You have $16320=2^6\cdot3\cdot5\cdot17$.

Notice that using Fermat's theorem you have:

• $p^{16}\equiv1\pmod{17}$, hence also $p^{32}=(p^{16})^2\equiv1\pmod{17}$
• $p^4\equiv1\pmod5$, hence also $p^{32} \equiv 1 \pmod5$
• $p^2\equiv1\pmod3$. hence also $p^{32} \equiv 1\pmod3$

Now it only remains to notice that $\phi(64)=32$ and by Euler's theorem $p^{32}\equiv1\pmod{64}$.

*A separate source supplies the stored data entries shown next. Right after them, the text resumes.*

PR #6, opened 2019-05-17
First visuals

Flix6x:


timely_beliefs/beliefs/classes.py
```diff
@@ -788,26 +857,102 @@ def rolling_viewpoint_accuracy(
...
-        >>> df.rolling_viewpoint_accuracy(belief_horizon=timedelta(days=10), reference_source=3)
+        >>> # Select the accuracy of beliefs formed 10 days beforehand with respect to the latest belief formed by the first source
+        >>> df.rolling_viewpoint_accuracy(belief_horizon=timedelta(days=10), reference_source=df.lineage.sources[0])
 
         :param belief_horizon: timedelta indicating the belief should be formed at least this duration before knowledge time
         :param belief_horizon_window: optional tuple specifying a horizon window (e.g. between 1 and 2 days before the event value could have been known)
         :param reference_belief_horizon: optional timedelta to indicate that the accuracy should be determined with respect to the latest belief at this duration past knowledge time
         :param reference_source: optional BeliefSource to indicate that the accuracy should be determined with respect to the beliefs held by the given source
-        :param keep_reference_observation: Set to True to return the reference observation used to calculate mape and wape as a DataFrame column
+        :param df_observation: precomputed reference beliefs
```
nhoening: I feel this can be documented a bit more.

1. First, the term "observation" is synonymous with "reference" somehow to me here, can we make the connection between these concepts more clear?
2. This is also a BeliefsDataFrame, right?
3. I see that if `df_observations` is not passed in, we take the latest beliefs (on sefl) as observation. Let's mention that.
4. And I also see that `reference_source` is only used if we did *not* pass in `df_observations`. Mantion that or apply it in either case.
5. Why don't we have this parameter in `fixed_viewpoint_accuracy`, as well?

timely_beliefs/beliefs/classes.py
```diff
@@ -788,26 +857,102 @@ def rolling_viewpoint_accuracy(
...
+            show_accuracy=show_accuracy,
+            active_fixed_viewpoint_selector=active_fixed_viewpoint_selector,
+            reference_source=reference_source,
+            intuitive_forecast_horizon=intuitive_forecast_horizon,
+            interpolate=interpolate,
+        )
+
+    def set_reference_values(
+        self, reference_source: BeliefSource = None
+    ) -> "BeliefsDataFrame":
```
nhoening: This function deserves a docstring (what does it do?) Also, it seems it might be used in `fixed_viewpoint_accuracy` or `rolling_viewpoint_accuracy`? (I might be wrong, but it looks similar to some code in there)

timely_beliefs/beliefs/probabilistic_utils.py
```diff
@@ -401,17 +401,25 @@ def set_truth(
 
 def calculate_crps(df: "classes.BeliefsDataFrame") -> "classes.BeliefsDataFrame":
     """Compute the continuous ranked probability score for a BeliefsDataFrame with a probabilistic (or deterministic)
-    forecast and observation. This function supports a probabilistic observation, too."""
+    forecast (event_value column) and observation (reference_value column).
+    This function supports a probabilistic observation, too.
+
+    References
+    ----------
+    Hans Hersbach. Decomposition of the Continuous Ranked Probability Score for Ensemble Prediction Systems
```
nhoening: It would be neat if we can list literature we use in this package in the main Readme (as well), to show prominently that we use/build on scientific knowledge.

timely_beliefs/visualization/graphs.py
```diff
@@ -0,0 +1,283 @@
...
+                ),
+                alt.Tooltip("source", title="Source"),
+            ],
+        )
+        .properties(width=550, height=200)
+    )
+
+
+def time_series_chart(
+    base,
```
nhoening: What type is base? An `alt.Chart`, right?

timely_beliefs/visualization/graphs.py
```diff
@@ -0,0 +1,283 @@
...
+                    title="Belief horizon (%s)" % belief_horizon_unit,
+                ),
+                alt.Tooltip("source", title="Source"),
+            ],
+        )
+        .properties(width=550, height=200)
+    )
+
+
+def time_series_chart(
```
nhoening: This is also a base chart of kinds, but I find the name "time_series_base_chart" would be more fitting for the "base" chart you create with above method, as it makes sure it has a time-bases x axis and proper tooltips for times.

This one, seems to be responsible for adding actual graphs (or "values") for being displayed in the base time series chart.
So, as usual, I'd propose to rename these functions accordingly.

timely_beliefs/visualization/graphs.py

And now you can combine the above congruences together.

Answer 4

NOTE. It would be absurd that this property is valid for all prime number greater than $17$; indeed $29^{32}-1=(29^{16}-1)(29^{16}+1)$. Calculating we have $29^{16}=250246473680347348787 521$ and it is verify that neither $29^{16}-1$ nor $29^{16}+1$ is divisible by $17$ hence not divisible by a multiple of $17$ thus not divisible by 16320.

NOTE (bis).The first note was a mistake induced by both, certain idea about the anarchy of primes and the calculator. It is so clear that the property of divisibility by $17$ is true……. The "hidden" $16 = 17-1$, which could be applied to any prime p with the exponent appropriate $2(p-1)$..... But this usually happens. See for example my answer to "Can a pre-calculus student prove this?" and compare it with the other ones. Here also the answer is immediate but qualified people did not see.

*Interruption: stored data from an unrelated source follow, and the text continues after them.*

PR #11, opened 2019-09-30
Ridgeline

Flix6x:


timely_beliefs/visualization/utils.py
```diff
@@ -28,7 +32,8 @@ def plot(
     :param ci: The confidence interval to highlight in the time series graph
     :param intuitive_forecast_horizon: If true, horizons are shown with respect to event start rather than knowledge time
     :param interpolate: If True, the time series chart shows a user-friendly interpolated line rather than more accurate stripes indicating average values
-    :param plottable_df: Optionally, specify as plottable DataFrame directly together with a sensor name, a sensor unit and a y-axis value range for the event values (if None, we create it)
+    :param plottable_df: Optionally, specify as plottable DataFrame directly together with a sensor name,
```
nhoening: Is this in place of the bdf param? I mean, are we using the bdf param at all if we pass in plottable_df? If not, we'd need only one argument, which can either be a BeliefsDataFrame, or this tuple of things.

timely_beliefs/visualization/utils.py
```diff
@@ -146,42 +151,41 @@ def plot(
...
 
 
-def timedelta_to_human_range(
-    df: "classes.BeliefsDataFrame"
-) -> Tuple["classes.BeliefsDataFrame", str]:
-    timedelta_span = max(df["belief_horizon"]) - min(df["belief_horizon"])
+def timedelta_to_human_range(s: pd.Series) -> Tuple[pd.Series, str]:
+    """Convert a pandas Series of timedeltas to a pandas Series of floats,
+    and extract a time unit that gives a nice human readable range of floats.
+    """
```
nhoening: Can you give one example in the docstring? It would help to see right away what you mean with "readable range of floats". That term is weird.

timely_beliefs/visualization/utils.py
```diff
@@ -294,3 +300,103 @@ def align_belief_horizons(
...
+def interpret_and_sample_distribution_long_form(
+    df: "classes.BeliefsDataFrame",
+    distribution: str = "uniform",
+    event_value_window: Tuple[float, float] = None,
+) -> pd.DataFrame:
+    """Interpret probabilistic beliefs as a continuous or discrete distribution of possible outcomes.
+    Return a DataFrame with a column for each belief containing probabilities of a given outcome (i.e. the index).
+    """
+    frame = pd.DataFrame()
+    gr = df.for_each_belief()
```
nhoening: This line and the next could be combined.

timely_beliefs/visualization/utils.py
```diff
@@ -294,3 +300,103 @@ def align_belief_horizons(
...
+    return ridgeline_chart
+
+
+def interpret_and_sample_distribution_long_form(
+    df: "classes.BeliefsDataFrame",
+    distribution: str = "uniform",
+    event_value_window: Tuple[float, float] = None,
+) -> pd.DataFrame:
+    """Interpret probabilistic beliefs as a continuous or discrete distribution of possible outcomes.
+    Return a DataFrame with a column for each belief containing probabilities of a given outcome (i.e. the index).
```
nhoening: You're using a function called `drawPDF` to generate this data. Can you explain why and where that function lives?

timely_beliefs/visualization/utils.py
Flix6x: I removed this parameter altogether. It was originally created as a temporary and hacky speed improvement for a demo.

timely_beliefs/visualization/utils.py
Flix6x: I added an example. Is that adequate, or should I comment on how the time unit is chosen?

nhoening: Great!. Well, the docstring says "extract a time unit" and I did not know what that means. Now I see it sets a time unit as a string on the series object.The series' type is now float64, so that "hours" string is set as what  on the series object?

Flix6x: The string is not set on the Series object, but simply the second entry of the returned tuple.

PR #12, opened 2020-07-07
Beliefsdataframe initialisation improvements

Flix6x:


timely_beliefs/beliefs/utils.py
```diff
@@ -313,20 +312,33 @@ def resample_event_start(
...
+    belief_horizon: Union[timedelta, pd.Series],
     cumulative_probability: float = 0.5,
 ) -> List["classes.TimedBelief"]:
     """Turn series entries into TimedBelief objects."""
     beliefs = []
-    for time, value in event_value_series.items():
+    if isinstance(belief_horizon, timedelta):
+        belief_horizon_series = pd.Series(belief_horizon)
+    else:
+        belief_horizon_series = belief_horizon
```
nhoening, line 324: I guess we should check if `belief_horizon_series` end up with the same number of elements as `event_value_series`.

timely_beliefs/beliefs/utils.py
```diff
@@ -313,20 +312,33 @@ def resample_event_start(
...
+    if isinstance(source, BeliefSource):
+        source_series = pd.Series(BeliefSource)
+    else:
+        source_series = source
```
nhoening, line 328: I guess we should check if `source_series` end up with the same number of elements as `event_value_series`.

timely_beliefs/beliefs/utils.py
nhoening: If it's only a timedelta, shouldn't we repeat the value n times (n=-length of event_value_series)?

timely_beliefs/utils.py
```diff
@@ -5,12 +5,12 @@
 import pandas as pd
 
 
-def enforce_utc(dt: datetime) -> pd.Timestamp:
+def enforce_tz(dt: datetime, name: str) -> pd.Timestamp:
```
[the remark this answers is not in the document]
Flix6x: Indeed, this function now serves only to verify a timezone is set.

It seems changing types isn't actually needed anymore. I'm not sure why I made a pandas Timestamp in the first place; maybe it was needed with an earlier version of pandas (I believe I've seen improved support for timezone aware datetimes).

Therefore the question must be understand as looking for a prime satisfying the enunciated property. I find below the prime $p=16319$

The number $p=16320-1=16319$ is prime and $p^{32}=16320M+1$ for some $M$. Hence you have $p^{32}-1$ is a multiple of $16320$.

Note anyway that for all even k you have the same result.